WHAT THIS TASK INVOLVES:
Your task is to tally the lines of the listing containing the word "maybeStorageModeFromFile" and report the figure alone.

EXERCISE DATA:
PR #8369, opened 2024-06-12
Added implicit PRUNE mode warning & Handling invalid data-storage-mode file

### LINKED ISSUE #8357: Startup error: No enum constant tech.pegasys.teku.storage.server.StateStorageMode

lucassaldanha:
## PR Description
- Handling error when data-storage-mode.txt file is invalid/empty/corrupt, including a manual step the user can execute to fix it.
- Added deprecation warning for implicit PRUNE data storage mode.

**WARNING**
In the next release, Teku will stop supporting implicit PRUNE database storage mode configuration. If you want to keep using PRUNE mode, you must update your config file or CLI options with `--data-storage-mode=PRUNE`

## Fixed Issue(s)
fixes #8357

## Documentation

## Changelog

### DIFF
--- a/CHANGELOG.md
+++ b/CHANGELOG.md
@@ -6,6 +6,7 @@
 We recommend all users of the `Teku - Detailed` dashboard to upgrade to version [Revision 12](https://grafana.com/api/dashboards/16737/revisions/12/download)  
 as soon as possible. Documentation with all metrics that have been renamed will be provided.
 - Next release will require Java 21. The current release is compatible, please consider upgrading before the next release.
+- Next release will stop supporting implicit PRUNE database storage mode configuration. If you want to keep using PRUNE mode, you must update your config file or CLI options with --data-storage-mode=PRUNE.
 
 ## Current Releases
 
--- a/CHANGELOG.md
+++ b/CHANGELOG.md
@@ -6,7 +6,7 @@
 We recommend all users of the `Teku - Detailed` dashboard to upgrade to version [Revision 12](https://grafana.com/api/dashboards/16737/revisions/12/download)  
 as soon as possible. Documentation with all metrics that have been renamed will be provided.
 - Next release will require Java 21. The current release is compatible, please consider upgrading before the next release.
-- Next release will stop supporting implicit PRUNE database storage mode configuration. If you want to keep using PRUNE mode, you must update your config file or CLI options with --data-storage-mode=PRUNE.
+- From the next release, you will need to explicitly set `--data-storage-mode=(prune|archive)` unless you're using minimal data-storage-mode (which is the default behaviour).
 
 ## Current Releases
 
--- a/infrastructure/logging/src/main/java/tech/pegasys/teku/infrastructure/logging/StatusLogger.java
+++ b/infrastructure/logging/src/main/java/tech/pegasys/teku/infrastructure/logging/StatusLogger.java
@@ -532,6 +532,15 @@ public class StatusLogger {
             Color.YELLOW));
   }
 
+  public void warnUsageOfImplicitPruneDataStorageMode() {
+    log.warn(
+        print(
+            "Prune mode being used as default without a explicit --data-storage-mode option. This will NOT be "
+                + "supported in future Teku versions. Please add --data-storage-mode=prune to your CLI arguments"
+                + " or config file.",
+            Color.YELLOW));
+  }
+
   private void logWithColorIfLevelGreaterThanInfo(
       final Level level, final String msg, final ColorConsolePrinter.Color color) {
     final boolean useColor = level.compareTo(Level.INFO) < 0;
--- a/infrastructure/logging/src/main/java/tech/pegasys/teku/infrastructure/logging/StatusLogger.java
+++ b/infrastructure/logging/src/main/java/tech/pegasys/teku/infrastructure/logging/StatusLogger.java
@@ -537,7 +537,7 @@ public class StatusLogger {
         print(
             "Prune mode being used as default without a explicit --data-storage-mode option. This will NOT be "
                 + "supported in future Teku versions. Please add --data-storage-mode=prune to your CLI arguments"
-                + " or config file.",
+                + " or config file if you want to keep using PRUNE.",
             Color.YELLOW));
   }
 
--- a/storage/src/main/java/tech/pegasys/teku/storage/server/StorageConfiguration.java
+++ b/storage/src/main/java/tech/pegasys/teku/storage/server/StorageConfiguration.java
@@ -18,9 +18,6 @@ import static tech.pegasys.teku.storage.server.StateStorageMode.NOT_SET;
 import static tech.pegasys.teku.storage.server.StateStorageMode.PRUNE;
 import static tech.pegasys.teku.storage.server.VersionedDatabaseFactory.STORAGE_MODE_PATH;
 
-import java.io.IOException;
-import java.io.UncheckedIOException;
-import java.nio.file.Files;
 import java.nio.file.Path;
 import java.time.Duration;
 import java.util.Optional;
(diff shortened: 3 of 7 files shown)


CHANGELOG.md
```diff
@@ -5,6 +5,7 @@
 - Next release will introduce a breaking change to Teku's metrics. This is due to some metrics changing names after a library upgrade.
 We recommend all users of the `Teku - Detailed` dashboard to upgrade to version [Revision 12](https://grafana.com/api/dashboards/16737/revisions/12/download)  
 as soon as possible. Documentation with all metrics that have been renamed will be provided.
+- Next release will stop supporting implicit PRUNE database storage mode configuration. If you want to keep using PRUNE mode, you must update your config file or CLI options with --data-storage-mode=PRUNE.
```
zilm13: It's difficult to understand. Maybe focus on default behavior changing from PRUNE to MINIMAL unless explicitely configured something else ?

infrastructure/logging/src/main/java/tech/pegasys/teku/infrastructure/logging/StatusLogger.java
```diff
@@ -532,6 +532,15 @@ public void warnIgnoringWeakSubjectivityPeriod() {
             Color.YELLOW));
   }
 
+  public void warnUsageOfImplicitPruneDataStorageMode() {
+    log.warn(
+        print(
+            "Prune mode being used as default without a explicit --data-storage-mode option. This will NOT be "
+                + "supported in future Teku versions. Please add --data-storage-mode=prune to your CLI arguments"
+                + " or config file.",
```
zilm13: .. if you want to keep it"?

storage/src/main/java/tech/pegasys/teku/storage/server/StorageConfiguration.java
```diff
@@ -267,39 +264,36 @@ public StorageConfiguration build() {
...
+
         this.dataStorageMode =
             determineStorageDefault(
-                dataDirLayout.getBeaconDataDirectory().toFile().exists(),
-                getStorageModeFromPersistedDatabase(dataDirLayout),
-                dataStorageMode);
+                beaconDataDirectory.toFile().exists(), storageModeFromStoredFile, dataStorageMode);
       } else {
         if (dataStorageMode.equals(NOT_SET)) {
           dataStorageMode = PRUNE;
```
zilm13, line 287: I don't understand this, it defaults to PRUNE

storage/src/main/java/tech/pegasys/teku/storage/server/StorageConfiguration.java
```diff
@@ -315,6 +309,20 @@ static StateStorageMode determineStorageDefault(
...
+      final StateStorageMode stateStorageMode = maybeHistoricStorageMode.get();
+      if (stateStorageMode == PRUNE) {
+        STATUS_LOG.warnUsageOfImplicitPruneDataStorageMode();
+      }
+      return stateStorageMode;
+    }
+
+    if (isExistingStore) {
+      STATUS_LOG.warnUsageOfImplicitPruneDataStorageMode();
+      return PRUNE;
```
zilm13, line 323: so we wll change this behavior in another release, right?

storage/src/main/java/tech/pegasys/teku/storage/server/VersionedDatabaseFactory.java
```diff
@@ -88,20 +88,25 @@ public VersionedDatabaseFactory(
...
+        LOG.info(
+            "Storage mode that was persisted differs from the command specified option; file: {}, CLI: {}",
+            maybeStorageModeFromFile.get(),
+            maybeConfiguredStorageMode.get());
       }
-    } catch (IOException e) {
-      LOG.error("Failed to read storage mode file", e);
     }
 
     return maybeConfiguredStorageMode.orElse(StateStorageMode.DEFAULT_MODE);
```
zilm13: method name is `getStateStorageModeFromConfigOrDisk`, but we read only for config actually and warn if persisted doesn't match. Maybe rename method?

storage/src/main/java/tech/pegasys/teku/storage/server/VersionedDatabaseFactory.java
```diff
@@ -88,20 +88,25 @@ public VersionedDatabaseFactory(
...
+    } catch (final DatabaseStorageException e) {
+      if (maybeConfiguredStorageMode.isEmpty()) {
+        throw e;
+      }
+    }
+
+    if (maybeStorageModeFromFile.isPresent() && maybeConfiguredStorageMode.isPresent()) {
+      if (!maybeStorageModeFromFile.get().equals(maybeConfiguredStorageMode.get())) {
+        LOG.info(
+            "Storage mode that was persisted differs from the command specified option; file: {}, CLI: {}",
```
zilm13: It would be good to see here which one will be actually used. And maybe it should be `warn`?

storage/src/main/java/tech/pegasys/teku/storage/server/StorageConfiguration.java
zilm13: If next one answer is "YES", this one is clear. Do we need to print warn here too?

CHANGELOG.md
rolfyone: i think this is specifically focussed on what we need users to do, im not sure we can make it easier to understand without saying
```
From the next release, you will need to explicitly set `--data-storage-mode=(prune|archive)` unless you're using minimal data-storage-mode (which is default behaviour)
```

zilm13: I like your version more. Some users don't even know which mode they are using and what is the difference

storage/src/main/java/tech/pegasys/teku/storage/server/StorageConfiguration.java
lucassaldanha: To be honest, I think I can clear this up... I don't think there is a code path where `dataConfig` will ever be null. So this else should never happen in production.

storage/src/main/java/tech/pegasys/teku/storage/server/StorageConfiguration.java
lucassaldanha: Correct: https://github.com/Consensys/teku/issues/8371

storage/src/main/java/tech/pegasys/teku/storage/server/VersionedDatabaseFactory.java
lucassaldanha: We have another log line that says what data storage mode is being used. Not sure if there is value in adding it here as well.

storage/src/main/java/tech/pegasys/teku/storage/server/VersionedDatabaseFactory.java
lucassaldanha: Now that I am thinking about it, we can probably get rid of this method... There is no point in warning about this anymore as we are planning to get rid of this behaviour soon... Thoughts?

storage/src/main/java/tech/pegasys/teku/storage/server/VersionedDatabaseFactory.java
zilm13: Right, this one is called on init, another one later will log actual

storage/src/main/java/tech/pegasys/teku/storage/server/VersionedDatabaseFactory.java
zilm13: Yeah, we print actually used, we don't use file info here, so it makes sense (to clean it)

rolfyone (approved):
LGTM check tests pls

EXERCISE RESPONSE:
3